LIMA, Perú, Dec. 7, 2017 /PRNewswire/ — Kallpa Generación S.A., a Peruvian corporation (formerly known as Cerro del Águila S.A. (“CDA”) and the successor to Kallpa Generación S.A. (“Kallpa”), which merged with and into CDA) (the “Company,” “we” or “us”), announced today that it has received valid consents (the “Requisite Consents”) from the holders of a majority in aggregate principal amount of each of its outstanding 4.125% Senior Notes due 2027 (the “2027 Notes”) and 4.875% Senior Notes due 2026 (the “2026 Notes” and, together with the 2027 Notes, the “Notes”) in connection with its previously announced solicitations (the “Solicitations”) of consents (the “Consents”) to certain proposed amendments (the “Proposed Amendments”) to (i) the Indenture, dated as of August 16, 2017 (the “2027 Indenture”), by and between the Company, as issuer, and Citibank, N.A., as trustee, governing the Company’s 2027 Notes and (ii) the Indenture, dated as of May 24, 2016, as amended by a First Supplemental Indenture and a Second Supplemental Indenture, each dated as of August 16, 2017 (collectively, the “2026 Indenture” and, together with the 2027 Indenture, the “Indentures”), by and between the Company (as successor to Kallpa), as issuer, and Citibank, N.A., as trustee, governing the Company’s 2026 Notes, as set forth in the Consent Solicitation Statement (the “Statement”) and the related Consent Form (the “Consent Form”), each dated as of November 28, 2017. Each Solicitation expired at 5:00 p.m., New York City time, on December 7, 2017 (the “Expiration Time”).

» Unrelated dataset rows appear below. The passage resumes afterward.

PR #7047, opened 2020-03-02
Block ad elements on Bing

socram8888:

`https://www.bing.com/search?q=consoles`
`https://www.bing.com/search?q=travel`

### Describe the issue

Ads blocked by current visual filters are made visible again by a script in the page.

### Versions

- Browser/version: 73.0.1
- uBlock Origin version: 1.25.0

### Settings

No changes.

### Notes

The script in question removes the ".b_ad" class and uses CSS "::before" to insert the "Ad" label rather than a HTML element. Therefore the ads after processing are indistinguishable from a legit result by just looking at the HTML, and thus unblockable by means of CSS filters (ie from EasyList).

By removing the elements straight from the HTML the script finds no ads, and thus no elements are made visible again.

### DIFF
--- a/filters/filters.txt
+++ b/filters/filters.txt
@@ -18028,6 +18028,7 @@ bing.com###b_results > li[style]:not([class])
 bing.com###b_results:xpath(//span[(text()='d') or (text()='n')]):nth-ancestor(5)
 bing.com##.b_algo:has(p:matches-css-before(content: "Ad"))
 bing.com##+js(set, Blob, noopFunc)
+bing.com##^.b_ad
 
 ! https://github.com/NanoMeow/QuickReports/issues/1475
 ! https://github.com/NanoAdblocker/NanoFilters/issues/426


uBlock-user:
That will only serve Firefox users, `bing.com##.b_ad:style(position: absolute!important; left: -3000px!important;)` works on both.

socram8888:
> 
> 
> That will only serve Firefox users, `bing.com##.b_ad:style(position: absolute!important; left: -3000px!important;)` works on both.

nw

Not working here (note the four first results saying "Anuncio", Spanish for "Ad").

Again, the script removes the .b_ad class so filtering by CSS is not feasible. I have tried both with other filters enabled and with them disabled (to rule out some other ruleset inteferring) and neither worked.

socram8888:
I had also accidentally disabled the "My rules" switch so they weren't being applied lol. Your fix works perfectly fine.

uBlock-user:
I have tested on the English version of Bing.

socram8888:
It looks like it conflicts with EasyList (which is enabled by default). If I put the new rule manually in the "My filters" tab, this filter fails, and I get the ads back.

It works if the EasyList ruleset is disabled, though.

uBlock-user:
Some filters may need to be disabled --

```
bing.com#@#li.b_adBottom
bing.com#@#a[h$=",Ads"]
bing.com#@##b_results > li *:has(span:has-text(Ad))
bing.com#@##b_results > li:not(.b_algo):not(.b_ans):not(.b_pag):not(.aca_algo):not(.aca_algo_count):not(.b_msg)
```

mapx-:
all these ..
```
bing.com#@#.b_ad
bing.com#@##b_results > li:not(.b_algo):not(.b_ans):not(.b_pag):not(.aca_algo):not(.aca_algo_count):not(.b_msg)
bing.com#@#a[h$=",Ads"]
bing.com#@#li.b_adBottom
bing.com#@#.b_adLastChild
```

uBlock-user:
The ones I posted appear in my logger..

PR #7063, opened 2020-03-05
Add nowebsocketsend-if.js to resource library

smege1001:
This scriptlet is for blocking WebSocket messages containing tracking info made to a server that cannot be blocked, because it provides essential functions such as chatting, etc.


uBlock-user:
`resources.txt` is deprecated and no longer used. Do you a have test-case where this needs to be used to address the issue ?

smege1001:
vlare.tv uses WebSocket to send tracking info to the same server it uses for chatting, status change, etc.

PR #7100, opened 2020-03-15

llacb47:
Last PR: https://github.com/uBlockOrigin/uAssets/pull/7098


okiehsch:
Thx.

llacb47:
I came up with a better approach: https://github.com/uBlockOrigin/uAssets/pull/7101

PR #7108, opened 2020-03-16
Improved Facebook/Pornhub entry domain coverage even more

DandelionSprout:
I decided to attempt to improve the entries for `Pornhub` and `Facebook` furthermore (At least those that needed it; some entries in filters.txt had already been fixed beforehand so that they covered `pornhub.org` and `pornhub.net`), in connection to how I [was doing the same for EasyList](https://github.com/easylist/easylist/pull/5072).

I also noticed four entries in filters.txt that could be distilled into two `$all` entries, which I did.


okiehsch:
Thx.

The applicable Proposed Amendments will amend the applicable Indenture in connection with the sale (the “Acquisition”) by Inkia Energy Limited (“Inkia”), an exempted company organized under the laws of Bermuda with operations in Latin America and the Caribbean, and one of Inkia’s subsidiaries of substantially all of their assets, including 74.9% of the Company’s equity interests, to holding companies indirectly owned by certain funds managed by I Squared Capital Advisors (US) LLC and one or more minority co-investors (collectively, the “Sponsor”).
The Company has executed a supplemental indenture to each Indenture that contains the applicable Proposed Amendments, which Proposed Amendments will become operative upon the satisfaction or waiver of all conditions to the applicable Solicitation and the payment of the applicable Consent Fee.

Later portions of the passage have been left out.